In April 2019, the Department of Justice’s Criminal Division updated its guidance on how it assesses corporate compliance programs. This update revises guidance the DOJ first developed in 2017. The most notable change is that the prior guidance only applied to the Criminal Division’s Fraud Section, whereas the new guidance applies to the entire division.
Like its predecessor, the revised guidance provides a window into how federal prosecutors measure a company’s compliance operations in cases of corporate misconduct. The guidance provides a structure for shaping and strengthening corporate compliance policies and an outline for communicating with the DOJ’s Criminal Division.
In a speech, Assistant Attorney General Brian Benczkowski, the head of the DOJ’s Criminal Division, explained that the revised guidance was intended to “better harmonize” its predecessor with other DOJ guidance documents and legal standards. According to Benczkowski, the “importance of corporate compliance cannot be overstated” and helps prosecutors determine whether to charge the company, potential criminal fines, and the necessity of a corporate monitor. Touching on a recurring theme since the 2015 Yates Memo, Benczkowski also noted that an effective compliance program “promotes more effective enforcement against individual wrongdoers.”
The revised guidance includes the same 11 topics from its predecessor that outline the DOJ’s corporate compliance expectations. Each topic includes several questions that prosecutors can use to evaluate compliance programs. But the revision adds a twelfth topic,1 reshuffles some of the questions into different topics, and reorganizes each topic into broad categories to help answer three overarching questions:
- “Is the corporation’s compliance program well designed?”
- “Is the program being applied earnestly and in good faith? In other words, is the program being implemented effectively?”
- “Does the corporation’s compliance program work in practice?”
Other than the fact that the guidance now applies to the entire Criminal Division, the most notable change is the addition of the new topic, “Investigation of Misconduct.” This new topic helps prosecutors query whether companies employ the right people to conduct properly scoped investigations and respond appropriately to any identified vulnerabilities.
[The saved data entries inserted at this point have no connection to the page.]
Issue #1320, opened 2026-08-07
SECURITY (MEDIUM): ten mutating /api routes have no loopback gate; four of them take an arbitrary filesystem path


bloknayrb:
Found while adversarially reviewing the fix plan for #1293. It is **not** part of #1293 and is deliberately excluded from that PR — filing it so the exclusion is recorded rather than silent.

## The gap

#1293 enumerates 23 `assertLoopbackForMutation` call sites and argues each should gate unconditionally. That inventory is complete for routes that *call* the function. It says nothing about mutating routes that never call it at all — and four of those take a caller-supplied filesystem path:

| Route | Caller-supplied path | Handler |
|---|---|---|
| `POST /api/open` | `filePath` → `openFileByPath(filePath, …)` | `src/server/mcp/routes/open.ts:19` |
| `POST /api/save` | `targetPath` (save-as branch) | `src/server/mcp/routes/save.ts:80` |
| `POST /api/convert` | `outputPath` → `convertToMarkdown(…, outputPath)` | `src/server/mcp/routes/convert.ts:17` |
| `POST /api/upload` | write target | `src/server/mcp/routes/upload.ts` |

None calls `assertLoopbackForMutation` or `assertOriginAllowlisted`.

## Why it matters more than several sites #1293 does cover

The routes in #1293's inventory mostly act on an **already-open document** — `rename` is a metadata change, `sessions/delete` clears local state, `document/reload` replaces content in a document the caller already had to name. These four take an **arbitrary filesystem path** and turn it into a read or a write.

So on a `TANDEM_BIND_HOST=<lan>` bind, a token-holding remote caller can open any `.md`/`.txt`/`.html`/`.docx` readable by the server process, and write converted output to a path of their choosing. Same trust boundary as #1293 (the bearer token is the real control, and `bind-check.ts:124-128` warns that tokens transit unencrypted on LAN), but a materially larger blast radius.

## Why it is not simply "add the gate"

`open` and `save` are the product's core function, not administrative side-routes. The licensing gate's own allowlist treats `open` and save/export as **Allowed** precisely because they are what the app *is*. Making them loopback-only is a product decision about whether `/api` is ever intended to be remotely reachable — the same question #1293 raises, but with a real cost attached, which is why it should not be smuggled into #1293's PR as an unreviewed extra.

[...]

Issue #1294, opened 2026-08-05
SECURITY (MEDIUM): absolute filesystem paths reach non-loopback callers on four surfaces the scrub convention missed


bloknayrb:
Found by the v1.0 RC security gate sweep (2026-08-05). Four instances found by three separate reviewers. Filed as one issue because it is one missing convention, not four bugs.

## The established convention

The project already has a doctrine for this, applied correctly in several places: strip absolute paths to a basename for non-loopback callers.

- `GET /api/backups` — basenames `filePath` (`routes/backups.ts:44-47`)
- `GET /api/sessions` — same (`routes/sessions.ts:26-29`)
- `GET /api/info` — withholds `storagePath` entirely (`routes/info.ts:104-109`)

The scrub exists because an absolute path discloses the **username** and the home-directory/install layout — reconnaissance for a targeted path attack.

## Where it was not applied

**1. `POST /api/rename` response** — `routes/rename.ts:64-66` returns `oldPath` and `newPath` verbatim.

**2. `POST /api/backups/restore` response** — `restoredFrom`/`filePath` from `file-opener.ts:500-506`, returned verbatim at `routes/backups.ts:76`. The read twin of this exact route already basenames; the mutating twin never got the same treatment.

**3. `GET /api/integrations/existing`** — `existing-config.ts:192-230`. Every element carries `target.configPath` (e.g. `C:\Users\<username>\.claude.json`), and the error branch returns the raw `readFile` error whose Node formatting embeds the path. This route has **no origin gate and no loopback gate at all**. It is also the route the `claude-cli-status` docblock cites as its precedent for being enum-only — the precedent leaks what that hardening was written to prevent. `GET /api/integrations` has the same issue.

**4. Installer `stderrTail`** — `install-claude-cli.ts:325-333`, surfaced at `integrations/api-routes.ts:903-914`. `toClaudeInstallError` scrubs `tmpDir` but not `homedir()`, and the install script's stderr routinely names `$HOME/.local/bin` on permission or disk errors.

**Related, same class:** `sendApiError` (`routes/_shared.ts:110-119`) echoes `e.message` verbatim, so a raw `fs` error from `restoreDocumentFromBackup` or `reclaimStoreLock` puts the absolute app-data path in an error body.

## Reachability

Two ways, and they compound:

- A token-holding LAN caller reaches all of them (see #1293 — the loopback gate on the mutating routes is a no-op in the shipped config).
[...]

PR #1569, opened 2026-08-20
fix(security): reduce a surfaced entry's url and type for LAN callers (#1558)

### LINKED ISSUE #1558: scrubMcpEntry leaves entry.url verbatim on a premise the same comment refutes — userinfo credentials reach a non-loopback caller
Found while reviewing the fix for #1422 (PR #1557). Server-side, pre-existing, **not** introduced or worsened by that PR. Conditional on a non-loopback bind.

## The gap

`scrubMcpEntry` in `src/server/integrations/api-routes.ts:415` scrubs `command` and every `args` element through `scrubPathForCaller`, but passes `url` through untouched:

```ts
function scrubMcpEntry(req: PeerRequest, entry: McpEntry): McpEntry {
  return {
    ...(entry.type === undefined ? {} : { type: entry.type }),
    ...(entry.url === undefined ? {} : { url: entry.url }),   // <- verbatim
    ...(typeof entry.command === "string"
      ? { command: scrubPathForCaller(req, entry.command) }
      : {}),
    ...
  };
}
```

Its docblock states the premise:

> `url` is deliberately left alone: it is a loopback http URL by construction and carries no filesystem layout.

**The next paragraph of the same comment refutes it:**

> because `entry` is not a validated `McpEntry` — `extractEntry` casts whatever `mcpServers.<name>` held in the user's config file, minus `env`/`headers`.

So `url` is arbitrary content from the user's `~/.claude.json`, not a validated loopback URL. "By construction" describes entries **Tandem writes**; this function surfaces entries it **reads**.

## Why it matters

The premise fails on exactly the entries that get flagged `invalid-url` — the ones that are not loopback http. `validateTandemEntry` produces that status precisely when `LoopbackUrl.safeParse` rejects. A hand-edited or third-party-written entry such as:

```json
{ "mcpServers": { "tandem": { "type": "http", "url": "http://user:s3cr3t@example.internal/mcp" } } }
```

is served with its userinfo intact to any caller of `GET /api/integrations/existing`.

The asymmetry is the sharp part: `scrubValidation` (`:429`) carefully replaces the *reason* — which embeds the same URL via `` `url must be loopback http; got ${entry.url}` `` — with the canned `"Entry url is not a loopback http URL."`, and then the raw URL travels in the `url` field right beside it. One half of the same response object is scrubbed and the other is not.

## Scope and severity

Not reachable on a default install: the server binds `127.0.0.1` and `scrubPathForCaller` only scrubs for non-loopback peers in the first place, so a loopback caller sees everything either way and that is by design. It needs a LAN bind, where `GET /api/integrations/existing` is reachable to an authenticated LAN peer. Moderate, not high — but it is a credential disclosure on a route whose whole job is to be the scrubbed view.

## Suggested fix

Rebuild `url` for non-loopback callers the way PR #1557 does client-side: parse it and re-emit scheme + host + port only, dropping userinfo, path and query; if it will not parse, drop the field rather than guessing. That also keeps `scrubMcpEntry` consistent with `scrubValidation`'s treatment of the same string.

Whatever the fix, the docblock's "loopback http URL by construction" claim should go — it is the thing that made this look safe.

## Notes

- Belongs in [docs/security.md](docs/security.md#open-findings) as well as here, per CLAUDE.md's rule that the open-findings register is the tracked home.
- `GET /api/integrations/existing` is a GET, so it sits outside the `#1320` non-GET loopback-only invariant by design; the per-caller scrub *is* its control, which is why a hole in the scrub matters here specifically.

bloknayrb:
Closes #1558.

## The defect

`GET /api/integrations/existing` served a surfaced MCP entry's `url` verbatim to a non-loopback caller, on a premise its own docblock stated and the next paragraph of that same docblock refuted:

> `url` is deliberately left alone: it is a loopback http URL by construction and carries no filesystem layout.

`extractEntry` **casts** whatever `mcpServers[name]` held in the user's config file, stripping `env`/`headers` and nothing else. So an entry reading `http://user:s3cr3t@example.internal/mcp` — exactly the shape that gets flagged `invalid-url` — went out with its userinfo intact, beside a validation `reason` that had been carefully scrubbed of that same string. Half of one response object was scrubbed and half was not. "By construction" describes entries Tandem *writes*; this function surfaces entries it *reads*.

Medium, not High: the route is a GET, so it sits outside the #1320 non-GET loopback-only invariant by design — the per-caller scrub *is* its control — and it needs a LAN bind plus an authenticated LAN peer to reach.

## The fix

New `scrubUrlForCaller` in `src/server/mcp/routes/_shared.ts`, the sibling of `scrubPathForCaller` and per-caller for the same reason: loopback keeps the real value because the local UI needs it, and a twin that scrubbed harder than its sibling would reopen the drift that consolidation exists to close. It rebuilds `protocol + host` **by construction**, so userinfo, path, query and fragment are never copied and there is no strip step to get wrong; anything `new URL()` refuses, or that parses with no authority at all, returns undefined and the field is dropped rather than guessed at.

Reduced rather than dropped, because the authority is the only remaining signal that an entry points off-box — the canned `invalid-url` reason names no host.

**The class was two doors wide.** `makeGetIntegrationsHandler` — the sibling route the shared docblock names in its first line — rewrote only `configPath` and `workingDirectory` on a **spread**, so `url` and `nodeBinary` rode out whole. `LoopbackUrl` inspects protocol, username, password and hostname **only**, never path or query, so `http://127.0.0.1:3479/mcp?token=SEKRIT` validates on the way in, persists to `integrations.json`, and reaches a LAN peer. Fixing only the route the issue names would have left the class half-open under a "closed" register entry.

## The review, and the door it found

An adversarial security review returned SHIP-AFTER-FIXES: it confirmed both doors closed (33 adversarial inputs found nothing that leaks past the helper — userinfo, bare `@`, IPv6 literals, non-special schemes, backslash confusion, IDN punycode, percent-encoded opaque hosts — with fail-closed to undefined on `file:`, `mailto:`, `data:`, `javascript:` and junk), and then found a live disclosure that had survived the fix.

**`type` was still crossing to a LAN caller verbatim.** `scrubMcpEntry` rebuilds from a four-key allowlist precisely because its input is cast rather than validated — but `type` was copied on an `!== undefined` test alone, in the same expression where `url` had just been tightened to `typeof === "string"` and the `args` mapper hardened. A config file holding `type: { cwd: "/home/alice/projects/acquisition", token: "..." }` sent the username, the project name and the token straight out, through a key the allowlist had "covered" since #1294 — and the rewritten docblock two lines above claimed every caller-visible field was reduced.

That is the review's real finding, and it is now written into the docblock and into `docs/security.md`:

> **An allowlist only helps when every allowlisted key is also type-checked.**

An `in` or `!== undefined` guard proves a key exists, never what it holds. `type` is now narrowed to the single literal the interface declares — which is also the only thing any reader of it tests for. A non-string `args` element is likewise replaced with a fixed placeholder rather than serialized, keeping the emitted array the same length as the config's so a consumer that counts arguments is not handed an undercount.

Five further review findings applied: the register entry no longer generalises from #1294 (whose four surfaces had **no scrub at all** — the spread was introduced by its *fix*, not by its bug); a `src/` comment no longer carries a present-tense premise about a rendering that does not exist on this base; the closed-finding block moved below the closed roll-up so it no longer splits the two open lists and separates #1292, the last HIGH, from its heading; and two comments that outweighed their tests now have them.

## Tests

Helper units in `tests/server/routes/path-scrub.test.ts` (userinfo dropped, path and query dropped, port kept, loopback passthrough, unparseable and authority-less both undefined) plus route cases on both GETs. Every absence assertion is paired with a positive control, per that suite's own rule — an absence assertion alone also passes against a handler that 500s or returns an empty array.

Two of the new cases pin layers nothing else did:

- the loopback `/existing` case now asserts the raw validation `reason`, which survives only if `scrubExistingInstalls`'s **route-level** early return fired. Deleting that early return previously left all 31 files and 525 tests green, while silently downgrading every local caller's validation reason to canned copy and every read error to "Could not read the configuration file."
- the `/api/integrations` case with an unparseable stored url pins why that branch assigns `url` unconditionally instead of reusing `urlField`: an empty object cannot delete a key a spread has already placed. Swapping in `urlField` reddens it with the raw value back in the body.

Gates: `npm run typecheck` (1338 files, 0 errors, 0 warnings), biome clean, and `npx vitest run tests/server/integrations/ tests/server/routes/ tests/docs/` at 31 files / 528 tests passing. The pre-push hook ran biome, the full vitest suite and `cargo test`.

---


bloknayrb:
## Verified, including an independent adversarial probe of the helper

I drove `scrubUrlForCaller` directly with 15 hostile inputs as a LAN caller (`192.168.1.50`), rather than taking the review's 33-input result on trust:

```
"http://user:s3cr3t@example.internal/mcp"     -> "http://example.internal"
"http://127.0.0.1:3479/mcp?token=SEKRIT"      -> "http://127.0.0.1:3479"
"https://a@b@evil.com/x#frag"                 -> "https://evil.com"
"http://[2001:db8::1]:8080/secret/path"       -> "http://[2001:db8::1]:8080"
"http://%77%77%77.evil.com/q"                 -> "http://www.evil.com"
"http://xn--e1afmkfd.xn--p1ai/private"        -> "http://xn--e1afmkfd.xn--p1ai"
"http://user@:pass@host/x"                    -> "http://host"
"http:/\/\evil.com/p"                         -> "http://evil.com"
"file:///C:/Users/alice/secrets.json"         -> undefined
"mailto:alice@corp.com"                       -> undefined
"data:text/html,<script>x</script>"           -> undefined
"javascript:alert(1)"                         -> undefined
"custom-scheme:opaque-body-with-/home/alice"  -> undefined
"not a url at all" / ""                       -> undefined
```

Userinfo, path, query and fragment are gone in every surviving case; every authority-less scheme fails closed to `undefined`. Loopback passthrough is intact — `http://user:s3cr3t@x/y?z` comes back verbatim for `127.0.0.1`, which is what the local UI needs. Rebuilding from `protocol + host` rather than stripping is what makes that hold without a strip step to get wrong.

**Both halves are load-bearing, mutation-verified separately:**

| Mutation | Result |
|---|---|
| `type` arm back to `entry.type !== undefined ? { type: entry.type }` | `× does not re-export an allowlisted key whose value was never type-checked` — 1 failed / 73 passed |
| `scrubUrlForCaller` returns `url` unchanged | **6 failed** / 87 passed, across both suites and both routes |

The second one is the useful signal: it goes red on `/api/integrations/existing` **and** on `/api/integrations`, confirming the PR's claim that the class was two doors wide and that fixing only the route #1558 names would have left the sibling open. `treats an unknown peer address as remote (fail-closed)` failing there is also the right shape — the control is per-caller, so its default must be the reduced form.

**Results:** `api-routes.test.ts` + `path-scrub.test.ts` — 93 passed / 0 failed. `npm run typecheck` clean. Pre-push gate green. CI 15/15.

The remaining topics have been rewritten and reorganized but are substantively similar to their 2017 predecessors. Key revisions to existing topics include the addition of new questions to help prosecutors evaluate whether:
- A company’s risk assessment is periodically updated and is “risk-tailored” to focus on “high-risk areas, such as questionable payments to third-party consultants, suspicious trading activity, or excessive discounts to resellers and distributors.”
- A company’s confidential reporting structure and investigation process is adequately funded and that the company is using past findings to identify “patterns of misconduct or other red flags for compliance weaknesses.”
- The compliance department is an independent unit within the company and has a dedicated chief compliance officer.
- The company takes proactive steps to foster a culture of compliance at all levels of the organization.
Like its predecessor, the revised guidance stresses that companies must do more than react to potential transgressions. Rather, the DOJ expects companies to broadly investigate and fix any identified issues with a stout compliance program. In deciding whether to proceed, prosecutors will carefully evaluate the methodology the company uses to identify and respond to the compliance risks it faces. But the revised guidance continues to acknowledge that companies face different “risk profile[s]” and that each compliance program therefore “warrant[s] particularized evaluation.”
The revised guidance—which now applies to the entire Criminal Division—further confirms that companies must exhibit meaningful compliance programs that are followed and enforced to limit corporate exposure. The topics addressed are a helpful roadmap for companies looking to bring their business practices into compliance with the expectations of the DOJ. Companies would be well-served to use the guidance as an opportunity to reevaluate their compliance programs and ensure that they are effective in detecting, preventing, and responding to potential misconduct.
1 These are: (1) Risk Assessment; (2) Policies and Procedures; (3) Training and Communications; (4) Confidential Reporting Structure and Investigation Process; (5) Third Party Management; (6) Mergers and Acquisitions; (7) Commitment by Senior and Middle Management; (8) Autonomy and Resources; (9) Incentives and Disciplinary Measures; (10) Continuous Improvement, Periodic Testing, and Review; (11) Investigation of Misconduct; and (12) Analysis and Remediation of Any Underlying Misconduct.